简体   繁体   中英

python zlib produces a -3 error when inflating data through a Decompress() object

I have created a decoder to essentially parse, decompress and extract a single file from a zlib encoded file downloaded through a urllib2 file-like object. The idea is to utilize as little memory and disk space as possible, so I am using a reader / writer pattern with the "decoder" in the middle to uncompress the data coming from urllib2, feed it into a cpio subprocess and finally write the file data to disk:

with closing(builder.open()) as reader:
    with open(component, "w+b") as writer:
         decoder = Decoder()

         while True:
             data = reader.read(10240)
             if len(data) == 0:
                 break

             writer.write(decoder.decode(data))

        final = decoder.flush()
        if final is not None:
            writer.write(final)

        writer.flush()

The decoder is pretty simple too:

class Decoder(object):
    def __init__(self):
        self.__zcat = zlib.decompressobj()
        # cpio initialisation

    def decode(self, data_in):
        return self.__consume(self.__zcat.decompress(data_in))

    def __consume(self, zcat_data_in):
        # cpio operations
        return data_out

    def flush(self):
        return self.__consume(self.__zcat.flush())

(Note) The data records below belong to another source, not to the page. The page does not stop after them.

PR #503, opened 2022-02-28
Add support for kptncook recipes

gloriousDan:
# Add support for kptncook recipes
**example:** http://mobile.kptncook.com/recipe/pinterest/Low-Carb-Tarte-Flamb%C3%A9e-with-Serrano-Ham-%26-Cream-Cheese/315c3c32?lang=en

On the kptncook website the recipes are only provided in a redacted form (most of the instructions are missing) so that users are incentivized to install the app. 
However after analysing the app I found some API endpoints from which the whole recipe data can be requested as json. 
(My writedown of the results can be found here: https://github.com/gloriousDan/kptncook-api-reverse-engineering)

I hope that this is still in the scope of this scraping framework, since my implementation goes quite a long way from simple html scraping.

Since this is my first PR ever I'd love to get feedback on my implementation and the merging process :)

PR #566, opened 2022-06-30
Fix issues from review for the Kptncook scraper

gloriousDan:
This PR aims to resolve the comments raised by @jayaddison in PR #503  which introduced the Kptncook scraper

### DIFF
--- a/recipe_scrapers/kptncook.py
+++ b/recipe_scrapers/kptncook.py
@@ -1,4 +1,3 @@
-import json
 from urllib.parse import parse_qs, urlparse
 
 import requests
@@ -16,12 +15,7 @@ KPTN_DEFAULT_LANGUAGE = "en"
 class KptnCook(AbstractScraper):
     def __init__(self, url, *args, **kwargs):
         super().__init__(url, *args, **kwargs)
-        if urlparse(url).hostname == "mobile.kptncook.com":
-            parsed_url = urlparse(url)
-        else:
-            # If it's a sharing.kptncook.com/* link we first need to follow the http forwards to get the recipe ID
-            recipe_request = requests.get(url, headers=HEADERS)
-            parsed_url = urlparse(recipe_request.url)
+        parsed_url = urlparse(self.url)
         # Extract language from URL
         query = parse_qs(parsed_url.query)
         self.lang = query["lang"][0] if "lang" in query else KPTN_DEFAULT_LANGUAGE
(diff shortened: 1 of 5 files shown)


gloriousDan:
I'm not sure why the coveralls job fails, is that caused by the changes in my PR? @jayaddison

recipe_scrapers/kptncook.py
```diff
@@ -16,12 +15,7 @@
 class KptnCook(AbstractScraper):
     def __init__(self, url, *args, **kwargs):
         super().__init__(url, *args, **kwargs)
-        if urlparse(url).hostname == "mobile.kptncook.com":
-            parsed_url = urlparse(url)
-        else:
-            # If it's a sharing.kptncook.com/* link we first need to follow the http forwards to get the recipe ID
-            recipe_request = requests.get(url, headers=HEADERS)
-            parsed_url = urlparse(recipe_request.url)
+        parsed_url = urlparse(self.url)
```
jayaddison, line 18: Neat - this seems a lot simpler logically, and solves the duplicate-request problem.  Thank you!

Resolves https://github.com/hhursev/recipe-scrapers/pull/503#discussion_r901527643

jayaddison:
> I'm not sure why the coveralls job fails, is that caused by the changes in my PR? @jayaddison

Me neither - [HTTP 405](https://github.com/hhursev/recipe-scrapers/runs/7129454047?check_suite_focus=true#step:7:53) is an unexpected response and kinda suggests to me that the coveralls API might have changed, or something like that.

A few moments ago I [re-ran the unit tests](https://github.com/hhursev/recipe-scrapers/actions/runs/2570842557) on our main branch, and although they passed, there is some [coveralls API-related error output](https://github.com/hhursev/recipe-scrapers/runs/7130921642?check_suite_focus=true#step:7:32) that appears.  I'll try re-running them for this pull request too.

jayaddison:
This looks good to me, thanks @gloriousDan - and my apologies again for not catching more of these during the first review pass.  The one remaining item that would be nice to resolve, I think, would be to update the test data for the unit test `GET` fixture so that it contains the HTML content served on first-request.

jayaddison:
> A few moments ago I [re-ran the unit tests](https://github.com/hhursev/recipe-scrapers/actions/runs/2570842557) on our main branch, and although they passed, there is some [coveralls API-related error output](https://github.com/hhursev/recipe-scrapers/runs/7130921642?check_suite_focus=true#step:7:32) that appears. I'll try re-running them for this pull request too.

Seems like they [passed](https://github.com/hhursev/recipe-scrapers/actions/runs/2589239654) this time around, so perhaps the previous failure in this pull request was due to a temporary issue with the `coveralls` service (they have [reported one or two service status issues](https://status.coveralls.io/#past-incidents) in the past 24h, although mostly performance-related).

Not-directly-related: the [HTTP 422 / unprocessable entity messages continue to appear](https://github.com/hhursev/recipe-scrapers/runs/7131037415?check_suite_focus=true#step:7:21), so I'll take a brief look into those.

gloriousDan:
@jayaddison I really like the way requests can be mocked now, this makes testing complicated scrapers like this one much easier and the code can also be cleaner. And also thanks for your attention to detail and the thorough review :)

jayaddison:
You're welcome!  I added one more comment/question about measurements in #503, but I don't know where we'll get to with that conversation, and I don't think it's a blocker for the improvements here, so I'll approve & merge soon - thank you.

jayaddison:
PS: I didn't manage to figure out the HTTP 422 / unprocessable entity issue yesterday; I'll file an issue for that soon.

jayaddison (approved):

I am seeing an error before anything is even passed to the cpio pipe, so I felt omitting it here was sensible for clarity.

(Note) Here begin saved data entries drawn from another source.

PR #567, opened 2022-07-01
fixed wild mode for unordered schemas

### LINKED ISSUE #561: MicroData not found in wildmode
**Pre-filing checks**

 scrape_me('https://www.deutschesee.de/rezepte/lachsfilet-mit-mediterranem-gemuese.html', wild_mode=True)

3.9.5
scrapers version 14.5.0

windows/linux

parsed page

```
  File "C:\Users\User\AppData\Local\Programs\Python\Python39\lib\site-packages\recipe_scrapers\__init__.py", line 315, in scrape_me
    scraper = SCRAPERS[host_name]
KeyError: 'deutschesee.de'

During handling of the above exception, another exception occurred:

  File "<stdin>", line 1, in <module>
  File "C:\Users\User\AppData\Local\Programs\Python\Python39\lib\site-packages\recipe_scrapers\__init__.py", line 323, in scrape_me
    raise NoSchemaFoundInWildMode(url_path)
  File "C:\Users\Userz\AppData\Local\Programs\Python\Python39\lib\site-packages\recipe_scrapers\_exceptions.py", line 22, in __init__
    message = f"No Recipe Schema found at {self.url}."
AttributeError: 'NoSchemaFoundInWildMode' object has no attribute 'url'
>>>

```

the page contains proper microdata attributes so i would expect it to find the microdata schema in wild mode but maybe I am missing something (sadly did not have the time to really dive into the code yet, just know microdata used to work, maybe someone knows an easy fix for this)

also btw. since i am not sure if i ever did: thanks everyone a lot for this awesome library!

vabene1111:
## Issue 
certain recipe pages don't yield proper results when parsed with wild mode even tough they have a microdata/json+ld schema.
The reason for that is that the schema function in `_schemaorg.py` iterates over the website data and stops iteration when it finds an entry of type `WebPage` even if a type `Recipe` comes afterwards. 

## Possible solutions
- rewrite the parsing function to consider schemas of all types and choose which suits the best afterwards
- order the schema list in the raw data so recipe always comes first

## Implemented solution
since i wasn't to familiar with the codebase i choose to implement the least intrusive method of ordering the schema data without changing any of the following logic.

## What this PR does
this PR should significantly improve parsing results for wild_mode pages as many websites that contain a `WebPage` schema before a `Recipe` schema would previously result in weak parsing results.

fixes #561

### DIFF
--- a/recipe_scrapers/_schemaorg.py
+++ b/recipe_scrapers/_schemaorg.py
@@ -33,7 +33,15 @@ class SchemaOrg:
 
         low_schema = {s.lower() for s in SCHEMA_NAMES}
         for syntax in SYNTAXES:
-            for item in data.get(syntax, []):
+            # make sure entries of type Recipe are always parsed first
+            syntax_data = data.get(syntax, [])
+            try:
+                index = [x.get("@type", "") for x in syntax_data].index("Recipe")
+                syntax_data.insert(0, syntax_data.pop(index))
+            except ValueError:
+                pass
+
+            for item in syntax_data:
                 in_context = SCHEMA_ORG_HOST in item.get("@context", "")
                 item_type = item.get("@type", "")
                 if isinstance(item_type, list):
--- a/tests/test_comidinhasdochef.py
+++ b/tests/test_comidinhasdochef.py
@@ -15,7 +15,7 @@ class TestComidinhasDoChefScraper(ScraperTest):
         self.assertEqual("Pernil de Cordeiro com Vinho", self.harvester_class.title())
 
     def test_total_time(self):
-        self.assertEqual(None, self.harvester_class.total_time())
+        self.assertEqual(105, self.harvester_class.total_time())
 
     def test_yields(self):
         self.assertEqual("6 porções", self.harvester_class.yields())


jayaddison:
Thanks @vabene1111 - this part of the code can be a bit confusing; I'm taking a read through the changes at the moment.

Roughly speaking, as I understand it, the change is to re-order the list of possible-sources-of-JSONLD-recipe-data retrieved from the page, and then to prioritize the `Recipe` type-format (let me know if that's a mistaken way to describe it).

vabene1111:
That's exactly what it does, it should be pretty low risk because a Web Page could contain the data in any random order anyway so reordering should not cause anything site to be worse than before

jayaddison:
Reviewing this has lead me to wonder whether we could remove the `WebPage` schema name usage entirely.  When I try removing it locally, all of the unit tests (except for the same one modified here) pass.  I wonder if there are any situations where it returns (useful) data for users?

jayaddison:
On balance, I think it makes sense to move ahead with the solution here for now, and then revisit the larger and longer-running question of whether to support the `WebPage` schema name at all in the codebase as a separate issue.

jayaddison (approved):

vabene1111:
Thanks for merging. I want sure either if Web Page was actually useful or not because I never saw a Page that contained recipe related data inside a Web Page schema but someone added it for a reason at some point so I did not want to remove it.

Generally speaking I think the loop structure breaking on the first found item might not be the best way, one could probably parse multiple schemas and data elements and apply some logic to combine that (e.g. To find additional images, comments of Tags) but that's something much larger for another day.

The interesting thing, is that to verify the data could in fact be uncompressed by zlib, I wrote the raw data data_in being passed to decode() to stdout:

def decode(self, data_in):
    sys.stdout.write(data_in)
    return self.__consume(self.__zcat.decompress(data_in))

Then ran:

$ bin/myprog.py 2>/dev/null | zcat - | file -
/dev/stdin: cpio archive

As you can see, zcat was quite happy about the data it was given on stdin and the resultant file is a cpio archive. But the zlib decompress method is reporting:

error: Error -3 while decompressing: incorrect header check

\\x1f\\x9d are the first two bytes of the old Unix compress format. zlib can't help you decompress it. gzip can decompress it just to be compatible with the old compress utility.

You can pull the code from pigz for decompressing that format and use it directly.